— What is being asked —
Scan the records below for the word "location". Copy each line where it appears.

— Data extract —
PR #3530, opened 2025-03-20
tetragon/windows: Compilation only change for pkg/metrics/syscallmetrics

ExceptionalHandler:
### Description
Adding stub function to compile metrics package on Windows

### Changelog

```
Compile the package pkg/metrics on Windows
```

### DIFF
--- a/pkg/metrics/syscallmetrics/raw_syscall_name_windows.go
+++ b/pkg/metrics/syscallmetrics/raw_syscall_name_windows.go
@@ -1,0 +1,12 @@
+// SPDX-License-Identifier: Apache-2.0
+// Copyright Authors of Tetragon
+
+package syscallmetrics
+
+import (
+	"github.com/cilium/tetragon/api/v1/tetragon"
+)
+
+func rawSyscallName(tp *tetragon.ProcessTracepoint) string {
+	return ""
+}


pkg/metrics/syscallmetrics/raw_syscall_name_windows.go
```diff
@@ -0,0 +1,12 @@
+// SPDX-License-Identifier: Apache-2.0
+// Copyright Authors of Tetragon
+
+package syscallmetrics
```
olsajiri, line 4: are there syscalls on windows ? no idea ;-)

if we need syscallmetrics package in windows then I think the `syscallmetrics.Handle` should have _windows/_linux versions, the generic version is now checking for `raw_syscalls/sys_enter` which will not happen on windows

ExceptionalHandler: This is a compilation only change. We cannot remove the `syscallmetrics` code from Windows without impacting compilation of common code. Goland does not have `#ifdef` based conditional compilation, so we need stub packages to compile common code. .

olsajiri: ok, understood,  I just think it'd make more sense to me to do that with syscallmetrics.Handle than with rawSyscallName

ExceptionalHandler: yes, I considered that but this approach minimizes code duplication, which is the approach we agreed upon in team meeting.  This is the smallest change to to let the package compile n Windows. 

We cannot rule out use of `syscallmetrics` in Windows in the future entirely, so stubbing out the whole package might not be the best approach. 

Also we already committed `raw_syscall_name_linux.go`, wouldn't want to walk back on that....

olsajiri (approved):

PR #3531, opened 2025-03-20
tetragon/windows: Compilation only change for pkg/metricconfig package on Windows

ExceptionalHandler:
### Description
Compilation-only change.
Add windows specific stub-function: `registerHealthMetricsEx` in an otherwise platform independent metricsconfig package This enables compilation of `pkg/metricsconfig` on Windows. 

### Changelog

```
Compile the package pkg/metricsconfig on Windows
```

### DIFF
--- a/pkg/metricsconfig/healthmetrics.go
+++ b/pkg/metricsconfig/healthmetrics.go
@@ -15,7 +15,6 @@ import (
 	"github.com/cilium/tetragon/pkg/metrics/enforcermetrics"
 	"github.com/cilium/tetragon/pkg/metrics/errormetrics"
 	"github.com/cilium/tetragon/pkg/metrics/eventmetrics"
-	"github.com/cilium/tetragon/pkg/metrics/kprobemetrics"
 	"github.com/cilium/tetragon/pkg/metrics/opcodemetrics"
 	"github.com/cilium/tetragon/pkg/metrics/overhead"
 	"github.com/cilium/tetragon/pkg/metrics/policyfiltermetrics"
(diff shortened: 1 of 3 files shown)


pkg/metricsconfig/healthmetrics.go
```diff
@@ -87,15 +86,10 @@ func registerHealthMetrics(group metrics.Group) {
...
 	cgroupratemetrics.RegisterMetrics(group)
-	// kprobe metrics
-	kprobemetrics.RegisterMetrics(group)
-	group.ExtendInitForDocs(kprobemetrics.InitMetricsForDocs)
 	// policy metrics
 	group.MustRegister(policymetrics.NewPolicyCollector())
 	// gRPC metrics
 	group.MustRegister(grpcmetrics.NewServerMetrics())
-	// missed metris
-	group.MustRegister(kprobemetrics.NewBPFCollector())
```
olsajiri, line 98: I think the test on bpf-next is failing because kprobe metrics are not initialized now on linux,
I think this needs to stay, and the Init call above as well

ExceptionalHandler: Sorry, I needed to call the splitter function.

pkg/metricsconfig/healthmetrics_extended_linux.go
```diff
@@ -0,0 +1,17 @@
+// SPDX-License-Identifier: Apache-2.0
```
olsajiri, line 1: not sure about the `extended` suffix, let's just have following?

```
healthmetrics.go
healthmetrics_linux.go
healthmetrics_windows.go
```

olsajiri (approved):

PR #3532, opened 2025-03-20
tetragon/windows: Port pidfile package on Windows

ExceptionalHandler:
### Description
pidfile package works well on windows, except readPidFile() function, which needs to access the proc filesystem. 

In Windows, we directly query the os to check if the pid is running.

This change results in compiled pidfile package in Windows and passed unit tests.

### Changelog
```
Compile and run unit tests on the package pkg/pidfile on Windows
```

### DIFF
--- a/pkg/pidfile/pid_alive_linux.go
+++ b/pkg/pidfile/pid_alive_linux.go
@@ -1,0 +1,16 @@
+// SPDX-License-Identifier: Apache-2.0
+// Copyright Authors of Tetragon
+
+package pidfile
+
+import (
+	"os"
+	"path/filepath"
+
+	"github.com/cilium/tetragon/pkg/option"
+)
+
+func isPidAlive(pid string) bool {
+	_, err := os.Stat(filepath.Join(option.Config.ProcFS, pid))
+	return err == nil
+}
--- a/pkg/pidfile/pid_alive_windows.go
+++ b/pkg/pidfile/pid_alive_windows.go
@@ -1,0 +1,17 @@
+// SPDX-License-Identifier: Apache-2.0
+// Copyright Authors of Tetragon
+
+package pidfile
+
+import (
+	"os"
+	"strconv"
+)
+
+func isPidAlive(pid string) bool {
+	int32pid, err := strconv.ParseInt(pid, 0, 32)
+	if err == nil {
+		_, err = os.FindProcess(int(int32pid))
+	}
+	return err == nil
+}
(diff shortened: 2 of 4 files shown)


pkg/pidfile/pidfile.go
```diff
@@ -33,7 +34,15 @@ func readPidFile() (uint64, error) {
 	}
 
 	pid := string(bytes.TrimSpace(data))
-	_, err = os.Stat(filepath.Join(option.Config.ProcFS, pid))
+	if runtime.GOOS != "windows" {
```
olsajiri, line 37: I'm not sure, but maybe we should stick with _linux/_windows suffixes,
even thought it's small change I wonder we should have just single way
to separate linux and windows code .. just a hunch this has a potential
to turn bad in future ... thoughts? @kkourt @mtardy

ExceptionalHandler: I have created a new function and unit test

pkg/pidfile/pid_alive_linux.go
```diff
@@ -0,0 +1,19 @@
...
+
+	"github.com/cilium/tetragon/pkg/option"
+)
+
+func isPidAlive(pid string) bool {
+	_, err := os.Stat(filepath.Join(option.Config.ProcFS, pid))
+	if err == nil {
+		return true
+	}
+	return false
```
mtardy, line 18:
```suggestion
	return err == nil
```

pkg/pidfile/pid_alive_windows.go
```diff
@@ -0,0 +1,20 @@
...
+
+func isPidAlive(pid string) bool {
+	int32pid, err := strconv.ParseInt(pid, 0, 32)
+	if err == nil {
+		_, err = os.FindProcess(int(int32pid))
+	}
+	if err != nil {
+		return false
+	}
+	return true
```
mtardy, line 19:
```suggestion
	return err == nil
```

mtardy (commented):
lint is just suggesting this simplification, it's not checking _windows file btw, maybe we should fix that.

pkg/pidfile/pid_alive_linux.go
ExceptionalHandler: I have made this change

pkg/pidfile/pid_alive_windows.go
ExceptionalHandler: I have made this change

PR #3533, opened 2025-03-20
tetragon/windows: Compilation only Change for pkg/procsyms on Windows

ExceptionalHandler:
### Description
Stubbing out the GetFnSymbol function on Windows to make sure pkg/procsysms compiles on Windows.

### Changelog

```
Compile the package pkg/procsyms on Windows
```

### DIFF
--- a/pkg/procsyms/procsyms.go
+++ b/pkg/procsyms/procsyms.go
@@ -1,0 +1,20 @@
+// SPDX-License-Identifier: Apache-2.0
+// Copyright Authors of Tetragon
+
+package procsyms
+
+import (
+	"fmt"
+)
+
+// FnSym is a function location (function name, module path + offset)
+type FnSym struct {
+	Name   string
+	Module string
+	Offset uint64
+}
+
+// ToString returns a string representation of FnSym
+func (fsym *FnSym) ToString() string {
+	return fmt.Sprintf("%s (%s+0x%x)", fsym.Name, fsym.Module, fsym.Offset)
+}
--- a/pkg/procsyms/procsyms_linux.go
+++ b/pkg/procsyms/procsyms_linux.go
@@ -21,18 +21,6 @@ var (
 	setCache sync.Once
 )
 
-// FnSym is a function location (function name, module path + offset)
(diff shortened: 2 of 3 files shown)


pkg/procsyms/procsysms.go
```diff
@@ -0,0 +1,31 @@
+// SPDX-License-Identifier: Apache-2.0
```
olsajiri, line 1: file name typo s/procsysms/procsyms/

pkg/procsyms/procsysms.go
```diff
@@ -0,0 +1,31 @@
...
+package procsyms
+
+import (
+	"fmt"
+	"sync"
+
+	lru "github.com/hashicorp/golang-lru/v2"
+)
+
+var (
```
olsajiri, line 13: this is not use in generic code, I think it should go to _linux.go object

ExceptionalHandler: This is used in the function signature of `GetFnSymbol(pid int, addr uint64) (*FnSym, error)` which is a package export and linked from various points.

pkg/procsyms/procsysms.go
ExceptionalHandler: Fixed

pkg/procsyms/procsysms.go
ExceptionalHandler: As per what we have agreed, I think we need to minimize the code added to platform specific files and maximize code added to platform neutral files. In that light, if a var is used only in Linux, but builds on Windows, shouldn't it stay in common code ?

olsajiri: hum, but both cache and setCache vars are in linux code only right? I don't why to have them in common code

ExceptionalHandler: They were originally in `procsyms.go` and I moved only Linux specific code - code that wouldn't compile on Windows, into `procsysms_linux.go`. 
I guess there are more than one right answers for this.

olsajiri (approved):

PR #3535, opened 2025-03-20
tetragon/windows: Compilation only change to build encoder package 

ExceptionalHandler:
### Description
Added windows specific stub of the function `rawSyscallEnter()` in `encoder/raw_syscall_enter.go` listing of encoder package to allow it to compile on Windows

### Changelog

```
Compile  the package pkg/encoder on Windows
```

### DIFF
--- a/pkg/encoder/raw_syscall_enter_windows.go
+++ b/pkg/encoder/raw_syscall_enter_windows.go
@@ -1,0 +1,11 @@
+// SPDX-License-Identifier: Apache-2.0
+// Copyright Authors of Tetragon
+
+package encoder
+
+import "github.com/cilium/tetragon/api/v1/tetragon"
+
+func rawSyscallEnter(tp *tetragon.ProcessTracepoint) string {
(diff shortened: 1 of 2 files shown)


olsajiri (approved):

pkg/encoder/raw_syscall_enter_windows.go
```diff
@@ -0,0 +1,11 @@
+// SPDX-License-Identifier: Apache-2.0
+// Copyright Authors of Tetragon
+
+package encoder
+
+import "github.com/cilium/tetragon/api/v1/tetragon"
+
+func rawSyscallEnter(tp *tetragon.ProcessTracepoint) string {
+	return "unknown win32"
+
```
olsajiri, line 10: why win32? unknown or 'not supported' would do?

ExceptionalHandler: That is generally what syscalls on Windows are called: win32 APIs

— Task output —
+// FnSym is a function location (function name, module path + offset)
-// FnSym is a function location (function name, module path + offset)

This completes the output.